The company presents other hurdles besides its size. Ballmer, who has shrugged off criticisms that Microsoft was behind on tablets and smartphones, owns 4% of the company himself. And although Bill Gates has been selling down his Microsoft shares, he is still chairman of the board, and has a big microphone.

Nonetheless, activist investors have shown in recent years that they don’t need a big holding in a company in order to exert influence. Activist investor Ralph Whitworth at first had only about a 1% stake in Hewlett-Packard, but was seen as credible enough that HP gave him a seat on the board. Whitworth was recently appointed the interim chairman of the board, after longtime chairman Ray Lane stepped down last month.
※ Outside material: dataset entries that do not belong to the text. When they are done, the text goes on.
PR #1124, opened 2020-09-15
Use lite image for arm64 builds

ecdye:
Raspberry Pi has provided a lite image for arm64 and as such, like with
our armhf builds we will prefer it over the full image as it is less
bloated with things we don't need for openHABian images.


mstormi (approved):
a smallish contribution to save the earth
well or watch another hour of Netflix instead ;)

Issue #316, opened 2018-01-16
Frontail service: exchange user


ThomDietrich:
Related to https://github.com/openhab/openhab-linuxpkg/issues/108
Turns out using the user `openhab` as the user for the frontail service was a bad idea. We should switch to one of the default system users. @mhaack what do you think?

CC @BClark09

mhaack:
@ThomDietrich I have no strong opinion on that. It might help to mitigate https://github.com/openhab/openhab-linuxpkg/issues/108, but other components like homegear or node red also run with the `openhab` user. There is no guarantee to solve that.

mstormi:
still relevant ? If no please close.

ThomDietrich:
@BClark09 what's the latest on the openHAB side of things?

mstormi:
pinging @BClark09

mstormi:
@BClark09 openhab user still in use.
What about making frontail PartOf=openhab2.service in systemd ?

BClark09:
Sorry, I've let this slip. I agree that using the `openhab` user might not be the best approach for services that aren't directly associated with `openhab`. The easiest fix, and one I really should have implemented a long time a go is the one we discuss in   openhab/openhab-linuxpkg#108

mstormi:
> , but I'm not sure having a list of overrides in different systemd files is very maintainable.

Well that just applies to openHABian, and for anything not-openhab2 that's no packages you would need to fiddle tohat into but just files we place during installation anyway, or am I wrong there ?
And is there more than frontail.service ?

mstormi:
@BClark09 does closing openhab/openhab-linuxpkg#108 mean this now works and I can close it, too?

BClark09:
The issue fixed in linuxpkg was about the errors caused when another service uses the `openhab` user. 

Ideally, these services should use a default or new user to manage their permissions. So there is still something to improve on openHABian's end I think.

ecdye:
If I understand this correctly. What you are saying is that we should use a new user for frontail perhaps even just a new user called frontail? 

If so then it should be an easy fix right?

mstormi:
That's how I, too, understood it. just go for it

mstormi:
upps, wrong button

PR #1133, opened 2020-09-18
use dedicated user to run frontail

mstormi:
Fixes: #316 


ecdye (approved):
LGTM, I did not test however, everything looks fine so I have no issue with merging if you tested.

mstormi:
I tested but as that's not a full end-2-end testing something might have slipped.
As frontail is apparently in widespread use I guess we'll quickly get a feedback if there's anything wrong with this patch.
So you have been warned :)

PR #1142, opened 2020-09-21
fix PARTUUID after dd copy of raw device && skip ZRAM on RPi4 8GB

mstormi:
To avoid that the external partition is mounted on boot because it has the same PARTUUID as the internal SD.

Apologies for the zram issue I mixed in (I forgot to branch again).
Everybody with a 8GB RPi seems to have this problem for the time being so I thought I'd drop ZRAM on this HW until a fix or workaround is found.

### DIFF
--- a/functions/backup.bash
+++ b/functions/backup.bash
@@ -378,7 +378,7 @@ mirror_SD() {
   if [[ "$1" == "raw" ]]; then
     echo "Creating a raw partition copy, be prepared this may take long such as 20-30 minutes for a 16 GB SD card"
     if ! cond_redirect dd if="${src}" bs=1M of="${dest}"; then echo "FAILED (raw device copy)"; dirty="yes"; fi
-    if ! cond_redirect set-partuuid "${dest}" random; then echo "FAILED (set random PARTUUID)"; dirty="yes"; fi
+    if ! cond_redirect echo "y" | set-partuuid "${dest}" random; then echo "FAILED (set random PARTUUID)"; dirty="yes"; fi
     if ! cond_redirect fsck -y -t ext4 "${dest}2"; then echo "OK (dirty bit on fsck ${dest}2 is normal)"; dirty="yes"; fi
     if [[ "$dirty" == "no" ]]; then
       echo "OK"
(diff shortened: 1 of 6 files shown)


functions/backup.bash
```diff
@@ -377,7 +377,8 @@ mirror_SD() {
   fi
   if [[ "$1" == "raw" ]]; then
     echo "Creating a raw partition copy, be prepared this may take long such as 20-30 minutes for a 16 GB SD card"
-    if ! cond_redirect dd if="${src}" bs=1M of="${dest}"; then echo "FAILED (raw device copy)"; return 1; fi
+    if ! cond_redirect dd if="${src}" bs=1M of="${dest}"; then echo "FAILED (raw device copy)"; dirty="yes"; fi
+    if ! cond_redirect echo "y" | set-partuuid "${dest}" random; then echo "FAILED (set random PARTUUID)"; dirty="yes"; fi
```
ecdye, line 381: don't use `echo "y"` rather use the `yes` command

includes/set-partuuid
```diff
@@ -0,0 +1,196 @@
+#!/bin/bash
+
+# shamelessly copied from https://www.raspberrypi.org/forums/viewtopic.php?f=29&t=196778
```
ecdye, line 3: Are we allowed to do this from a licensing standpoint? Just checking.

ecdye (changes requested):

includes/set-partuuid
mstormi: Dunno. It's a post offering the code for download, with no license to apply (at least I have not seen any).
So crediting the origin is _more_ than the author asked for in terms of licensing, isn't it ?

functions/backup.bash
mstormi: didn't know it. at your own risk ...

includes/set-partuuid
ecdye: Sure, it is now. I don't think it matters too much I was more of just curious.

functions/backup.bash
ecdye: Yep

ecdye (approved):
LGTM

Issue #1151, opened 2020-09-23
dd / setup mirroring (option 53) kills partition 3 ?


mstormi:
We dd the (complete) raw device /dev/mmcblk0 to the destination raw device (/dev/sda or some such).
There's hints that any third partition to exist on the external device (such as the partition that auto backup sets up for Amanda) are gone after using dd this way.
Does this overwrite the partition table?
If no, would it still work if the internal SD is (slightly) larger than the external one ? That would probably overwrite partition 3 with the tail end of internal's partition 2.

If so:
~~Change to dump partition 2 only~~
~~Verify not to dump if src partition(not device !) larger than dest.~~

~~Run dd semiannually, add to send mail to admin when running~~
~~Run rsync weekly only~~

PR #1121, opened 2020-09-14
Add inital offline install capabilities

ecdye:
Supersedes #985
Fixes #984

Signed-off-by: Ethan Dye <mrtops03@gmail.com>

PR #1152, opened 2020-09-23
modify SD dump to dump single partitions only 

mstormi:
Fixes: #1151  
(hopefully)
raw device partitions 1 (/boot) and 2 (/) only to avoid overwriting partition table or subsequent partitions

### DIFF
--- a/functions/backup.bash
+++ b/functions/backup.bash
@@ -355,7 +355,6 @@ mirror_SD() {
   local dirty="no"
   local dumpInfoText="For your information as the operator of this openHABian system:\\nA timed background job to run semiannually has just created a full raw device copy of your RPI's internal SD card.\\nOnly partitions to contain openHABian (/boot and / partitions 1 & 2) were copied."
   local partUUID
-  local origUUID
 
   if [[ "${src}" == "${dest}" ]]; then
     echo "FAILED (source = destination)"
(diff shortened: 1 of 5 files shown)


ecdye:
Did you test and confirm it works for you?

functions/backup.bash
```diff
@@ -353,7 +353,10 @@ mirror_SD() {
   local storageDir="${storagedir:-/storage}"
   local syncMount="${storageDir}/syncmount"
   local dirty="no"
-  
+  local dumpInfoText="For your information as the operator of this openHABian system:\\nA timed background job to run semiannually has just created a full raw device copy of your RPI's internal SD card.\\nOnly partitions to contain openHABian (/boot and / partitions 1 & 2) were copied."
```
ecdye, line 356: Twice a year?

mstormi: yep. We can change that later. Just killed an SD card so got more cautious, rsync also just once a week

mstormi:
> 
> 
> Did you test and confirm it works for you?

still testing

mstormi:
it doesn't work out.
you can merge the code but it doesn't boot from the alternative disk.
Then again, the previous code didn't either.
Trouble is the duplicated UUID when both cards are in (and they need to be else we cannot automatically keep the external one up to date). It's coincidence which device is booted from when both are in.

ecdye:
Huh, odd...  Make sure you fix shellcheck errors before merging

mstormi:
Found the issue, fstab also references PARTUUIDs not instead of device names so I had to replace those entries, too.
Right now busy testing.

mstormi:
It's working fine now. Please review again and also test when your reader has arrived.

ecdye:
> It's working fine now. Please review again and also test when your reader has arrived.

I actually have them here now and have started testing, I just have not had enough time to test this yet as I have been trying to finish up #1121

functions/backup.bash
```diff
@@ -375,30 +369,56 @@ mirror_SD() {
...
+    #origPartUUID=$(blkid "${src}p2" | sed -n 's|^.*PARTUUID="\(\S\+\)".*|\1|p')
+    origPartUUID=$(blkid "${src}p2" | sed -n 's|^.*PARTUUID="\(\S\+\)".*|\1|p' | sed -e 's/-02//g')
+    if ! partUUID=$(yes | cond_redirect set-partuuid "${dest}2" random | awk '/^PARTUUID/ { print substr($7,1,length($7) - 3) }'); then echo "FAILED (set random PARTUUID)"; dirty="yes"; fi
+    if ! cond_redirect tune2fs "${dest}2" -U random; then echo "FAILED (set random UUID)"; dirty="yes"; fi
+    mount "${dest}1" "$syncMount"
+    sed -i "s|${origPartUUID}|${partUUID}|g" "${syncMount}"/cmdline.txt
+    umount "$syncMount"
+    mount "${dest}2" "$syncMount"
+    sed -i "s|${origPartUUID}|${partUUID}|g" "${syncMount}"/etc/fstab
+    sed -i 's|^What=.*|What=/dev/mmcblk0p3|g' "${syncMount}/etc/systemd/system/${storageDir}".mount
```
ecdye, line 397: Will this get reset by syncs?

ecdye (approved):
LGTM

functions/backup.bash
mstormi: This code *is* what is being executed on every sync so it's effectively kept.
That's the storage mount which would point to the (no more existing) external SD after we had to exchange cards.

ecdye: OK, I just misread the code.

Similarly, the news of ValueAct’s purchase (video) sent Microsoft shares up by about 4%. ValueAct, which has pushed for the sale of companies and other major changes in stocks it has bought into in the past, told CNBC its investment was based on the fundamental value of Microsoft’s stock, and that the fund will talk to the company’s board if it is “unhappy.” In other words, ValueAct will likely advocate a higher dividend or share buyback, either of which could boost the stock price. If it is feeling really “unhappy” and also really confident, it could push for a management shakeup.